There was no real mystery how the massive vessel had wound up in this position. When it came down here, the vast salt plain had been a small ocean, and Hunter’s mountain quite possibly no more than the tip of an island. The starship had hit the water at hypersonic speed—and kept on going. Driving itself deep into the soft sea bottom, it stopped only when it reached a depth of a half mile or so.
Had the impact contributed to the quick retreat of the ocean’s waters? It was a good guess. But why hadn’t the ship’s prop core blown up? Mostly likely the crew had been able to shut it down before they even entered the atmosphere.
Or then again, maybe something else had happened…
Erx held his quadtrol out in front of him now and began reading information from its readout screen.
“Mister Hunter is right,” he announced. “This wreck has been here at least three hundred years. It’s a regal S-Class design. Old Empire markings…”
He paused a moment. “My God, its name is the
Jupiterus XVI
…”
“
Jupiterus
?” Berx said. “Are you sure?”
Erx showed him the quadtrol’s readout.
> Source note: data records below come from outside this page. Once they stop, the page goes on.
PR #556, opened 2024-09-30
Refactor transcriber selection

rpurdel:

### DIFF
--- a/README.md
+++ b/README.md
@@ -146,7 +146,7 @@ Jigasi supports multiple transcription services, including Google Cloud speech-t
 API, Vosk speech recognition server, a custom flavor of Whisper
 and Oracle Cloud AI Speech.
 
-Google configuration
+Google configuration for transcription
 ====================
 
 For Jigasi to act as a transcriber, it sends the audio of all participants in the
@@ -180,11 +180,6 @@ In the file `/etc/jitsi/jigasi/config` add at the end:
 GOOGLE_APPLICATION_CREDENTIALS=/etc/jitsi/jigasi/application_default_credentials.json
 ```
 
-Set the following property in `~/jigasi/jigasi-home/sip-communicator.properties`:
-
-```
-org.jitsi.jigasi.transcription.customService=GOOGLE
-```
 and restart Jigasi.
 
 Vosk configuration for transcription
@@ -197,13 +192,13 @@ start the server with a docker:
 docker run -d -p 2700:2700 alphacep/kaldi-en:latest
 ```
 
-Then configure the transcription class with the following property in `~/jigasi/jigasi-home/sip-communicator.properties`:
+Then configure the transcription class with the following property in `/etc/jitsi/jigasi/sip-communicator.properties`:
 
 ```
-org.jitsi.jigasi.transcription.customService=VOSK
+org.jitsi.jigasi.transcription.customService=org.jitsi.jigasi.transcription.VoskTranscriptionService
 ```
 
-Finally, configure the websocket URL of the VOSK service in `~/jigasi/jigasi-home/sip-communicator.properties`:
+Finally, configure the websocket URL of the VOSK service in `/etc/jitsi/jigasi/sip-communicator.properties`:
 
 If you only have one instance of VOSK server:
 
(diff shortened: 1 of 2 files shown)


README.md
```diff
@@ -152,19 +163,29 @@ gcloud init
...
+
 In the file `/etc/jitsi/jigasi/config` add at the end:
+
 ```
 # Credential for Google Cloud Speech API
 GOOGLE_APPLICATION_CREDENTIALS=/etc/jitsi/jigasi/application_default_credentials.json
 ```
-Restart jigasi
+
+Set the following property in `~/jigasi/jigasi-home/sip-communicator.properties`:
```
damencho, line 183: Why this file in the docs in rest of the places we refer to `/etc/jitsi/jigasi/sip-communicator.properties`?

README.md
```diff
@@ -152,19 +163,29 @@ gcloud init
...
+
+```
+org.jitsi.jigasi.transcription.customService=GOOGLE
```
damencho, line 186: Why do we need this at all? Right now the default is Google and we have not changed that.

README.md
```diff
@@ -176,18 +197,18 @@ start the server with a docker:
 docker run -d -p 2700:2700 alphacep/kaldi-en:latest
 ```
 
-Then configure the transcription class with the following properly in `~/jigasi/jigasi-home/sip-communicator.properties`:
+Then configure the transcription class with the following property in `~/jigasi/jigasi-home/sip-communicator.properties`:
```
damencho, line 200: Yeah probably we need to change and this one to reference the config in /etc/jitsi/jigasi.

README.md
```diff
@@ -176,18 +197,18 @@ start the server with a docker:
...
 
 ```
-org.jitsi.jigasi.transcription.customService=org.jitsi.jigasi.transcription.VoskTranscriptionService
```
damencho, line 182: Will the old one continue to work? As it will break people deployments once they update.

README.md
```diff
@@ -196,6 +217,36 @@ the URLs of different VOSK instances in JSON format:
 # org.jitsi.jigasi.transcription.vosk.websocket_url={"en": "ws://localhost:2700", "fr": "ws://localhost:2710"}
 ```
 
+Whisper configuration for transcription
+==================
+
+If you plan to use our own flavor of Whisper (check [jitsi/skynet](github.com/jitsi/skynet)), start by configuring the 
+following properties in `~/jigasi/jigasi-home/sip-communicator.properties`:
```
damencho, line 224: Same, etc folder.

README.md
```diff
@@ -196,6 +217,36 @@ the URLs of different VOSK instances in JSON format:
...
+If you also plan to enable the ASAP authentication, have a look at the 
+[documentation](https://github.com/jitsi/skynet/blob/master/docs/streaming_whisper_module.md) and at the properties 
+in the transcription options section of this README.
+
+
+Oracle Cloud AI Speech configuration for transcription
+==================
+
+To use [Oracle Cloud AI Speech](https://docs.oracle.com/en-us/iaas/Content/speech/home.htm), you need to configure the 
+following properties in `~/jigasi/jigasi-home/sip-communicator.properties`:
```
damencho, line 240: Same.

README.md
```diff
@@ -196,6 +217,36 @@ the URLs of different VOSK instances in JSON format:
...
+
+```
+org.jitsi.jigasi.transcription.customService=ORACLE_CLOUD_AI_SPEECH
+org.jitsi.jigasi.transcription.oci.websocketUrl=wss://realtime.aiservice-<<ENV>>.<<REGION>>.oci.oraclecloud.com
+```
+
+You also need to place valid OCI credentials under `~/.oci`.
```
damencho, line 247: Hum, by default jigasi runs as user jigasi and group jitsi and there is no home folder created for it, so that will not work with the debian packages. Isn't there another way to configure that?

src/main/java/org/jitsi/jigasi/TranscriptionGateway.java
```diff
@@ -92,35 +140,51 @@ public void stop()
...
-                        null);
 
-        if (remoteTranscriptionConfigUrl != null && tenant != null)
+        if (remoteTranscriptionConfigUrl != null)
         {
-            String tsConfigUrl = remoteTranscriptionConfigUrl + "/" + tenant;
+            String tsConfigUrl;
+
+            // this is JaaS specific
+            if (remoteTranscriptionConfigUrl.contains("jitsi.net"))
```
damencho, line 162: Why do we need that, can't we use the same format of the URL always?

src/main/java/org/jitsi/jigasi/TranscriptionGateway.java
```diff
@@ -92,35 +140,51 @@ public void stop()
...
         if (transcriberClass == null)
         {
-            transcriberClass
-                    = JigasiBundleActivator.getConfigurationService()
+            String transcriberType = JigasiBundleActivator.getConfigurationService()
                     .getString(
                             CUSTOM_TRANSCRIPTION_SERVICE_PROP,
                             null);
+            transcriberClass = transcriberClasses.getOrDefault(transcriberType, null);
+            logger.info("Transcriber class retrieved from config: " + transcriberClass);
```
damencho, line 185: So this will break existing configuration that use customService configured with a class, we need to make sure we support both or create a new one and deprecate the old one printing warnings and give time for people to adapt, for several months or an year, as we release not so often and that property was there for 5-6 years maybe.

damencho (changes requested):

src/main/java/org/jitsi/jigasi/TranscriptionGateway.java
rpurdel: Not really. As you some of the clients will have the ability to choose a specific transcriber on a per room basis.

damencho: Can we always do /tenanat?roomname= ... Hardcoding dns here is bot something we want.

PR #557, opened 2024-10-02
Flush transcription buffer on mute

rpurdel:

### DIFF
--- a/src/main/java/org/jitsi/jigasi/transcription/Participant.java
+++ b/src/main/java/org/jitsi/jigasi/transcription/Participant.java
@@ -101,16 +101,6 @@ public class Participant
     private Transcriber transcriber;
 
     /**
-     * The time when the last audio packet was received
-     */
-    private long lastAudioReceivedTime = System.currentTimeMillis();
-
-    /**
-     * Whether the buffer has been flushed after a period of inactivity
-     */
-    private boolean flushed = false;
-
-    /**
      * The chat room participant.
      */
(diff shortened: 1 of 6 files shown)


src/main/java/org/jitsi/jigasi/transcription/Participant.java
```diff
@@ -766,4 +779,36 @@ public boolean isRequestingTranscription()
 
         return ext != null && Boolean.parseBoolean(ext.getText());
     }
+
+    private void startBufferCheck()
+    {
+        new Thread(() -> {
```
damencho, line 785: This thread is not a daemon thread and will be preventing JVM from exiting. The code formatting is not correct. 
And in general, adding a thread for every participant even if the participant will not be transcribed will increase the threads drastically and is a waste of resources. 
Let's discuss this and maybe we can find a better approach.

damencho: Maybe we can add one global thread that goes over transcriber sessions and go over participants every second, using the scheduled executors and flush when needed.
It is not time consuming task and there will very few to flush.

damencho: I wonder though, that the buffer is not full which means that is less than 500ms of speech ... how many words is this ... I don't think that is more than one word. But yeah it may be the end of one and another one, so it will prevent a total of two words from being transcribed.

They looked back at the massive ship with new, if troubled interest.
“That’s no ordinary spacecraft,” Erx said urgently to Berx. “It’s a Kaon Bombardment ship.”
Kaons
? Hunter had never heard the term.
“What was this ship’s function?” he asked them.
Erx and Berx exchanged a worried glance.
“I’m afraid that’s a state secret,” Erx said. “As officers in the Empire’s military forces, we can’t really tell you more than that. Suffice to say, it was a weapons system of incredible power. Then and now.”
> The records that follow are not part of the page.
PR #564, opened 2024-10-28
feat: Adds notification for conference audio recordings.

damencho:
Depends on https://github.com/jitsi/jitsi-xmpp-extensions/pull/109

### DIFF
--- a/src/main/java/org/jitsi/jigasi/sounds/SoundNotificationManager.java
+++ b/src/main/java/org/jitsi/jigasi/sounds/SoundNotificationManager.java
@@ -235,28 +235,35 @@ public class SoundNotificationManager
     {
         if (gatewaySession.getFocusResourceAddr().equals(presence.getFrom().getResourceOrEmpty().toString()))
         {
+            boolean isJibriRecordingOn = false;
             RecordingStatus rs = presence.getExtension(RecordingStatus.class);
-
             if (rs != null)
             {
-                notifyRecordingStatusChanged(rs.getRecordingMode(), rs.getStatus());
+                isJibriRecordingOn = true;
+            }
 
+            boolean isAudioRecordingOn = false;
+            ConferenceProperties props = presence.getExtension(ConferenceProperties.class);
+
+            if (props != null)
+            {
+                ConferenceProperties.ConferenceProperty prop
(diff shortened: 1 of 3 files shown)


src/main/java/org/jitsi/jigasi/sounds/SoundNotificationManager.java
```diff
@@ -232,13 +233,30 @@ private CallContext getCallContext()
...
-            && gatewaySession.getFocusResourceAddr().equals(
-                presence.getFrom().getResourceOrEmpty().toString()))
+        if (gatewaySession.getFocusResourceAddr().equals(presence.getFrom().getResourceOrEmpty().toString()))
         {
-            notifyRecordingStatusChanged(rs.getRecordingMode(), rs.getStatus());
+            RecordingStatus rs = presence.getExtension(RecordingStatus.class);
+
+            if (rs != null)
+            {
+                notifyRecordingStatusChanged(rs.getRecordingMode(), rs.getStatus());
```
bgrozev, line 242: I think this will result in playing "recording is off" when both jibri and audio recording are on and the jibri is stopped. I think we should read the recording state from both the jibri extension and ConferenceProperties together, and then act on it.

src/main/java/org/jitsi/jigasi/sounds/SoundNotificationManager.java
```diff
@@ -232,13 +233,37 @@ private CallContext getCallContext()
...
+            ConferenceProperties props = presence.getExtension(ConferenceProperties.class);
+
+            if (props != null)
+            {
+                ConferenceProperties.ConferenceProperty prop
+                    = props.getProperties().stream()
+                        .filter(p -> ConferenceProperties.KEY_AUDIO_RECORDING_ENABLED.equals(p.getKey()))
+                        .findFirst().orElse(null);
+
+                isAudioRecordingOn = prop != null && prop.getValue().equals(Boolean.TRUE.toString());
```
bgrozev, line 255:
```suggestion
                isAudioRecordingOn = prop != null && Boolean.parseBoolean(prop.getValue());
```

bgrozev (approved):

“I should have figured that,” Hunter said, looking out at the ship now. “Not only did I build my aircraft’s body from parts reassembled from that wreck, I built its power plants from the salvage as well. Interesting…”
He checked the sky. It was getting dark, and a stiff breeze was blowing up. In less than an hour, it would be a howling gale. Then the rains would come and the sands would blow. The combination could cut a man to pieces in minutes. Fools 6 was not a place to be traveled at night.
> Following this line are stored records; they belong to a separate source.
PR #566, opened 2024-10-30
fix(whisper): Reconnects on socket closed while operating.

damencho:
Executes stop and connect in a different from the websocket messages thread as recommended in jetty docs.

### DIFF
--- a/src/main/java/org/jitsi/jigasi/transcription/WhisperConnectionPool.java
+++ b/src/main/java/org/jitsi/jigasi/transcription/WhisperConnectionPool.java
@@ -61,7 +61,6 @@ public class WhisperConnectionPool
             logger.info("Room " + roomId + " doesn't exist. Creating a new connection.");
             final WhisperWebsocket socket = new WhisperWebsocket();
 
-            // connect socket in new thread to not block Smack threads
             socket.connect();
 
             pool.put(roomId, socket);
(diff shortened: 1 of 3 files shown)


src/main/java/org/jitsi/jigasi/transcription/WhisperConnectionPool.java
```diff
@@ -67,7 +62,7 @@ public WhisperWebsocket getConnection(String roomId)
             final WhisperWebsocket socket = new WhisperWebsocket();
 
             // connect socket in new thread to not block Smack threads
```
bgrozev, line 64: Are we not worried about blocking Smack threads anymore? If not, update the doc :)

src/main/java/org/jitsi/jigasi/transcription/WhisperConnectionPool.java
```diff
@@ -83,29 +78,19 @@ public WhisperWebsocket getConnection(String roomId)
     public void end(String roomId, String participantId)
     {
         // execute this in new thread to not block Smack
```
bgrozev, line 80: Same

damencho: It is done inside those methods.

src/main/java/org/jitsi/jigasi/transcription/WhisperConnectionPool.java
damencho: It is done inside those methods.

bgrozev (approved):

“Time to head back,” he announced. “I hope you’ve seen enough.”
The two spacemen assured him they had. But as Hunter moved away back down the trail, Erx grabbed Berx and asked him in an urgent whisper: “Is it possible that he reassembled some of the Kaon Bombardment system components to power his craft? Could that be why his aircraft flies the way it does?”
Berx nervously ran a hand over his bald dome.
“It’s a good question,” he replied. “But I’m not sure we want to know the answer.”